▶ [WHAT THE TASK ASKS]:
Copy every line that contains the string "before" from the entries below.

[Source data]

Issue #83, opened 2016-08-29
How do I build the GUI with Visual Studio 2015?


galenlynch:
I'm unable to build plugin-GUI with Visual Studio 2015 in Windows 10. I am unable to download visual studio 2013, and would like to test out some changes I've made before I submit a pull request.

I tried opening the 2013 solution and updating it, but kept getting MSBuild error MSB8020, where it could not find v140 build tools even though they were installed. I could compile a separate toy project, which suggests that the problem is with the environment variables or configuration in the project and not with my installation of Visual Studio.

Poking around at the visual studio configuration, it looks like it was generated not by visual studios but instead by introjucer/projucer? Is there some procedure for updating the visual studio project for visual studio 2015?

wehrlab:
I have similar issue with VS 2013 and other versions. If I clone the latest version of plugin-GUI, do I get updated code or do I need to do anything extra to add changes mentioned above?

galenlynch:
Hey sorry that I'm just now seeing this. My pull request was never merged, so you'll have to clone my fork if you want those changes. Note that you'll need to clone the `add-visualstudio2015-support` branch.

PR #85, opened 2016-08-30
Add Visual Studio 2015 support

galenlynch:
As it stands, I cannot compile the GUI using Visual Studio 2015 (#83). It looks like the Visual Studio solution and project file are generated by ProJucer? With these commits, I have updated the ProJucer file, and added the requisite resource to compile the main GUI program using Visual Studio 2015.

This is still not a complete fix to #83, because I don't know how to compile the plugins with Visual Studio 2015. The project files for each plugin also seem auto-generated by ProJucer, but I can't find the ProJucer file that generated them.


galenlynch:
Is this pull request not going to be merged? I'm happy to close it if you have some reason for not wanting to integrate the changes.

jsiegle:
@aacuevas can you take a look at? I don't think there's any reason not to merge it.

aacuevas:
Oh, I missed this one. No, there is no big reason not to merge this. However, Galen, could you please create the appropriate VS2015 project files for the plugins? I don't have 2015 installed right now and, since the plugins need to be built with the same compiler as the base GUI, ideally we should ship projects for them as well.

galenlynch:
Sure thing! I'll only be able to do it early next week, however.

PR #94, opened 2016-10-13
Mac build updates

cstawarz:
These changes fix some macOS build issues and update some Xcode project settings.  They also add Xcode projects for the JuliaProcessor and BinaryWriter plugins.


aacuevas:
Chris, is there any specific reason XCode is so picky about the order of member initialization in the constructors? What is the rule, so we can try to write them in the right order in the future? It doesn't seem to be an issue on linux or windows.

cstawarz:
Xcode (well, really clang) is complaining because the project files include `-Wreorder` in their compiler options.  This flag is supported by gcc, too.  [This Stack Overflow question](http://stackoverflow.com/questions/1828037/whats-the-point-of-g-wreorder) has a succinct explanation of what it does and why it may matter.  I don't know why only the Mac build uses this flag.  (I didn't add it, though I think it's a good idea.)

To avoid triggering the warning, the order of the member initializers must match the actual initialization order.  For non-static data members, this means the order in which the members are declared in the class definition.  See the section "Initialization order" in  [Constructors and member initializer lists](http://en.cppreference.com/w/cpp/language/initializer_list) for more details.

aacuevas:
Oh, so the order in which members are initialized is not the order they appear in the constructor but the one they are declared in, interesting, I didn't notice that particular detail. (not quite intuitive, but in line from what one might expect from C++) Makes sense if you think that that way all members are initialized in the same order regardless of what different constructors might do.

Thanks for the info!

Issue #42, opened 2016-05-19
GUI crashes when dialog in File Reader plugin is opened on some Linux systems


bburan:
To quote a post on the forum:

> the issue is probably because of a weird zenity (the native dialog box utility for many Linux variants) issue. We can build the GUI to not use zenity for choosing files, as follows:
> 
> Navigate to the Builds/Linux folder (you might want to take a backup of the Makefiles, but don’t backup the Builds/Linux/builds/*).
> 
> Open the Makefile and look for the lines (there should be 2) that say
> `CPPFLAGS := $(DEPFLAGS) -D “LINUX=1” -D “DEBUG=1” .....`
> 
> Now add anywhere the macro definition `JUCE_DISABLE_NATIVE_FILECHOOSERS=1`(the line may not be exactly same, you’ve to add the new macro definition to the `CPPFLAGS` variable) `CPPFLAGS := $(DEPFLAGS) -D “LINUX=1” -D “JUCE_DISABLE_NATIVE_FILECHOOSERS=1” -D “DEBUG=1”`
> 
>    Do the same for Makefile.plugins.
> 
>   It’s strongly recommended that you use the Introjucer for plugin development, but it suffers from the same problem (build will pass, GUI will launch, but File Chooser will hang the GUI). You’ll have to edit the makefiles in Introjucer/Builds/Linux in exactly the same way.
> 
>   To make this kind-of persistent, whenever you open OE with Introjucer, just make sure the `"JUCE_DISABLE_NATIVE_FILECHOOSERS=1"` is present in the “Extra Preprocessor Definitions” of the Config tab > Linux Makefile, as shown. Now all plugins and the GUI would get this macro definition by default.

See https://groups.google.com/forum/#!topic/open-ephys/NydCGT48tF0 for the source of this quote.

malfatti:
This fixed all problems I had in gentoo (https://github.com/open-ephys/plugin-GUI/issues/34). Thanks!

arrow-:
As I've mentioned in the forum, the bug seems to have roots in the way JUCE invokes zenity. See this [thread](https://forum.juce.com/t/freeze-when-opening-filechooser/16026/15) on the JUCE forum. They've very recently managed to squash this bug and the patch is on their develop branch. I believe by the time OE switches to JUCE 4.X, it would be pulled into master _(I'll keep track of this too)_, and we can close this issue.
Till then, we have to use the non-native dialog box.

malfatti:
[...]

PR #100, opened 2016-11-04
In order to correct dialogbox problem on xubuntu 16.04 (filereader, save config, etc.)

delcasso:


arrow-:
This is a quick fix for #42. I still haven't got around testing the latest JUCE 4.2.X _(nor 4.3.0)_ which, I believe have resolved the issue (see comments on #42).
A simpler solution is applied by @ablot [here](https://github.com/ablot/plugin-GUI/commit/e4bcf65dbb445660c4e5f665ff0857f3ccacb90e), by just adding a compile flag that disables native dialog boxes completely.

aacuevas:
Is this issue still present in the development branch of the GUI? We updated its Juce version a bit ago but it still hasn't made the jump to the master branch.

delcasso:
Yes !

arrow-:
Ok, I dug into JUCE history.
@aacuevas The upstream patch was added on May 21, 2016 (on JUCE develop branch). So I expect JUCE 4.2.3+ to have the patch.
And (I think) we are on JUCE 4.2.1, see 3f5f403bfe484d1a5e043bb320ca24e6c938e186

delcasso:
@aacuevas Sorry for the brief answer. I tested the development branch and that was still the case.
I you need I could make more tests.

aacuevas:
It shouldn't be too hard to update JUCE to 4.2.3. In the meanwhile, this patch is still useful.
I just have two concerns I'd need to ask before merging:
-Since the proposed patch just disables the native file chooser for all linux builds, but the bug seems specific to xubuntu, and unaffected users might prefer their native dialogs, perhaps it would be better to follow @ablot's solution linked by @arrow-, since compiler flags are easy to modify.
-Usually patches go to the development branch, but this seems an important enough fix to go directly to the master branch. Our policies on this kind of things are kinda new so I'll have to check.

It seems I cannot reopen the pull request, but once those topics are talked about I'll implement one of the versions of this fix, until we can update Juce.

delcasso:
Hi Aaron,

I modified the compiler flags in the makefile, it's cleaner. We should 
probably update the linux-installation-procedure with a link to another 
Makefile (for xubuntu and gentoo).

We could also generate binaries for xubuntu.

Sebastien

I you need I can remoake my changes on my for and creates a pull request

▶ [FINISHED TASK]:
I'm unable to build plugin-GUI with Visual Studio 2015 in Windows 10. I am unable to download visual studio 2013, and would like to test out some changes I've made before I submit a pull request.
I just have two concerns I'd need to ask before merging:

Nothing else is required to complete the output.